PR #672, opened 2022-06-01
ci/integration-tests: Improve SPO installation and enable AuditSeccomp test on ARO

blanquicet:
# Improve SPO installation and enable AuditSeccomp test on ARO

This PR fixes two issues:

1. The SPO installation was sometimes failing with timeout (also in Minikube) because we were not waiting correctly for the SPO daemon to be ready. 
2. The AuditSeccomp test was failing on ARO because the seccomp profile took around 2 minutes to be installed into the nodes. After investigating this issue, I found that those 2 minutes are not needed to install the seccomp profile but to wait until the SPO daemon is ready. That's why these two issues are correlated. Therefore, I decided to create one single PR to solve them.

Proposed solutions:

1. Manually wait for the SPO daemon to be created (It is not installed as part of the YAML but by the SPO so we cannot use kubectl-wait). Then, if needed, remove the resource management from the SPO webhook and daemon and let Kubernetes use the BestEffor QoS approach. And finally, wait for the daemon set to be available.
-.-.-
§ **TASK**
The last part of the records is the answer, beginning at the line that holds "# Improve SPO" and including the final line, repeated exactly.

§ **RESULT**
# Improve SPO installation and enable AuditSeccomp test on ARO

This PR fixes two issues:

1. The SPO installation was sometimes failing with timeout (also in Minikube) because we were not waiting correctly for the SPO daemon to be ready. 
2. The AuditSeccomp test was failing on ARO because the seccomp profile took around 2 minutes to be installed into the nodes. After investigating this issue, I found that those 2 minutes are not needed to install the seccomp profile but to wait until the SPO daemon is ready. That's why these two issues are correlated. Therefore, I decided to create one single PR to solve them.

Proposed solutions:

1. Manually wait for the SPO daemon to be created (It is not installed as part of the YAML but by the SPO so we cannot use kubectl-wait). Then, if needed, remove the resource management from the SPO webhook and daemon and let Kubernetes use the BestEffor QoS approach. And finally, wait for the daemon set to be available.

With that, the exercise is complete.